PgCat features

PgCat has many features currently in various stages of readiness and development. Most of its features are used in production and at scale.

Query load balancing

PgCat can automatically load balance Postgres queries between multiple replicas. Clients connect to a single PgCat instance, which pretends to be a Postgres database, while the pooler manages its own connections to the replicas.

The queries are evenly distributed to all available servers using one of the three supported load balancing strategies: random, round robin, or least active connections.

Random load balancing picks a replica using a random number generator. Round robin counts queries and sends them to replicas in order. Least active connections picks the replica with the least number of actively running queries.

Which load balancing strategy to choose depends on the workload and the number of replicas. Random, on average, is the most fair strategy, and we recommended it for most workloads.

Round robin assumes all queries have equal cost and all replicas have equal capacity to service requests. If that's the case, round robin can improve workload distribution over random query distribution.

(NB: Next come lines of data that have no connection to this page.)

PR #25653, opened 2015-07-09
Reconcile v0.12 with new CI 

orangemocha:
..continued from https://github.com/joyent/node/pull/25541

As part of CI reconciliation, these commits make v0.12 work with the jobs at https://jenkins-iojs.nodesource.com/ 

This PR addresses all review feedback from https://github.com/joyent/node/pull/25541. In particular:
- I left out the commit that changed the default for snapshots, based on feedback from @misterdjules . Instead, I introduced a new run-ci makefile rule which invokes configure internally with --without-snapshot. On Windows, the same is accomplished by calling vcbuild test-ci
- I made it so that Jenkins jobs can control whether to care about flaky tests or not, with an environment variable on *nix and a vcbuild argument on Windows.

### DIFF
--- a/Makefile
+++ b/Makefile
@@ -244,6 +244,11 @@ docopen: out/doc/api/all.html
 docclean:
 	-rm -rf out/doc
 
+run-ci:
+	$(PYTHON) ./configure --without-snapshot $(CONFIG_FLAGS)
+	$(MAKE)
+	$(MAKE) test-ci
+
 RAWVER=$(shell $(PYTHON) tools/getnodeversion.py)
 VERSION=v$(RAWVER)
 NODE_DOC_VERSION=$(VERSION)
@@ -443,4 +448,9 @@ cpplint:
 
 lint: jslint cpplint
 
-.PHONY: lint cpplint jslint bench clean docopen docclean doc dist distclean check uninstall install install-includes install-bin all staticlib dynamiclib test test-all test-addons build-addons website-upload pkg blog blogclean tar binary release-only bench-http-simple bench-idle bench-all bench bench-misc bench-array bench-buffer bench-net bench-http bench-fs bench-tls
+.PHONY: lint cpplint jslint bench clean docopen docclean doc dist distclean \
+	check uninstall install install-includes install-bin all staticlib \
+	dynamiclib test test-all test-addons build-addons website-upload pkg \
+	blog blogclean tar binary release-only bench-http-simple bench-idle \
+	bench-all bench bench-misc bench-array bench-buffer bench-net \
+	bench-http bench-fs bench-tls run-ci
--- a/Makefile
+++ b/Makefile
@@ -127,6 +127,9 @@ test-all-http1: test-build
 test-all-valgrind: test-build
 	$(PYTHON) tools/test.py --mode=debug,release --valgrind
 
+test-ci:
+	$(PYTHON) tools/test.py -p tap --logfile test.tap --mode=release --arch=$(DESTCPU) simple message internet
+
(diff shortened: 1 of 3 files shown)


vcbuild.bat
```diff
@@ -81,7 +84,6 @@ goto next-arg
 
 :args-done
 if defined upload goto upload
-if defined jslint goto jslint
```
misterdjules: Does `vcbuild jslint` still work? It seems that with this change it would only work when tests are run too.

vcbuild.bat
```diff
@@ -202,7 +204,11 @@ if "%test%"=="" goto exit
 if "%config%"=="Debug" set test_args=--mode=debug
 if "%config%"=="Release" set test_args=--mode=release
 
+set test_args=%test_args% --arch=%target_arch% 
+
+
```
misterdjules: Nitpicking, one blank line is enough.

Makefile
```diff
@@ -240,6 +244,11 @@ docopen: out/doc/api/all.html
 docclean:
 	-rm -rf out/doc
 
+run-ci:
+	$(PYTHON) ./configure --without-snapshot $(CONFIG_FLAGS)
```
misterdjules: Just an observation and a potential follow-up to this PR: if the goal of `run-ci` is to test builds of node with the same configuration as official releases, we should maybe add other configuration options used for them (such as `--with-intl=small-icu`). We could probably factor that out in a variable and reuse that in other targets used to build official releases (like `binary` and `pkg`).

Same for the `test-ci` command line option supported in `vcbuild.bat` below.

misterdjules:
Thank you @orangemocha! Added a few comments.

Makefile
orangemocha: Thanks for pointing that out. It wasn't in Jenkins so that why I didn't put it here (I just copied what was in Jenkins).
I will try to add this to this PR.

vcbuild.bat
orangemocha: Good catch. This change enables building and testing, when jslint is specified. But it has the side effect of not getting to jslint unless you run tests. Will fix.

vcbuild.bat
orangemocha: Will fix.

Makefile
orangemocha: Actually, I don't fully understand the implications on the download argument and whether it's a good idea to download the tarball in Jenkins. I will leave it to a follow-up PR as originally suggested.

orangemocha:
Updated to fix extra line and jslint issue.

Sneak preview CI run: https://jenkins-iojs.nodesource.com/job/orangemocha-test-commit/4/

misterdjules:
LGTM. That's great! Do we plan to backport this to v0.10 too and test + build v0.10 releases from the converged CI?

orangemocha:
I might give it a shot, but given that we currently don't use node-accept-pull-request for v0.10, I will probably settle for just porting the current workflow, and then work on enabling node-accept-pull-request on v0.10 later.

What job do you currently use on v0.10, BTW?

Thanks for reviewing!

orangemocha:
Landed in https://github.com/joyent/node/commit/c9ef4b3ae2a3d0a670a10621cdc79173bf54a4f3.

misterdjules:
@orangemocha Sounds good! Currently we use the `node-review` job to test changes targeted to v0.10, and we land them with `git-apply-pr`. Ideally we would use `node-accept-pull-request` and mark currently v0.10 flaky tests as such, and create issues to fix them.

Least active connections assumes queries have different costs and replicas have different capacity, and could improve performance over round robin, by evenly spreading the load across replicas of different sizes.

High availability

Just like any other modern load balancer, PgCat supports health checks and failover. It maintains an internal map of healthy and unavailable replicas, and makes sure queries are only routed to healthy instances.

If a replica fails a health check, it is banned from serving additional traffic for a configurable amount of time. This significantly reduces errors in production when instance hardware inevitably fails.

Broken replicas are checked again after the traffic ban expires, and if they continue to fail, are prevented from serving queries. If a replica is permanently down, it's best to remove it from the configuration to avoid any intermittent errors.

High availability is important for production deployments because database errors are typically not recoverable. The only way to have a working application is to have a running database; placing PgCat in front of multiple machines increases the overall availability of the system.

Read/write query separation

A typical application reads data much more frequently than writes it. To help scale read workloads, PostgreSQL deployments add read replicas which can serve SELECT queries.

PgCat is able to inspect queries and determine if the query is a SELECT which, most of the time, will read data, or a write query like an INSERT or UPDATE.

If PgCat is configured with both the primary and replicas, it will route all read queries to the replicas, while making sure write queries are sent to the primary.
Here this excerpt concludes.